PR #80, opened 2020-06-01
Made recipe images hyperlinked

cazier:
Attached is a suggested change to make it so you can click on the picture of the recipe (or the blank image supplied) to proceed to the instructions. As of right now, you have to click on the name of the recipe, and the image has no hyperlink. (Note, this only works at all if using the "Search Style: Large" setting.)

I'm honestly not super well-versed on Django so it was a bit of a stumble through. I also broke out the added elements with variables since much of the tags are reused. Obviously those could be simplified into one line (in [cookbook/tables.py](https://github.com/vabene1111/recipes/blob/445c01bddc6bbf3f195d6cec67dcd18e656629ed/cookbook/tables.py#L11)) as so:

⁂

◆ Your objective ◆
Return every entry verbatim.

◆ Answer space ◆
PR #80, opened 2020-06-01
Made recipe images hyperlinked

cazier:
Attached is a suggested change to make it so you can click on the picture of the recipe (or the blank image supplied) to proceed to the instructions. As of right now, you have to click on the name of the recipe, and the image has no hyperlink. (Note, this only works at all if using the "Search Style: Large" setting.)

I'm honestly not super well-versed on Django so it was a bit of a stumble through. I also broke out the added elements with variables since much of the tags are reused. Obviously those could be simplified into one line (in [cookbook/tables.py](https://github.com/vabene1111/recipes/blob/445c01bddc6bbf3f195d6cec67dcd18e656629ed/cookbook/tables.py#L11)) as so:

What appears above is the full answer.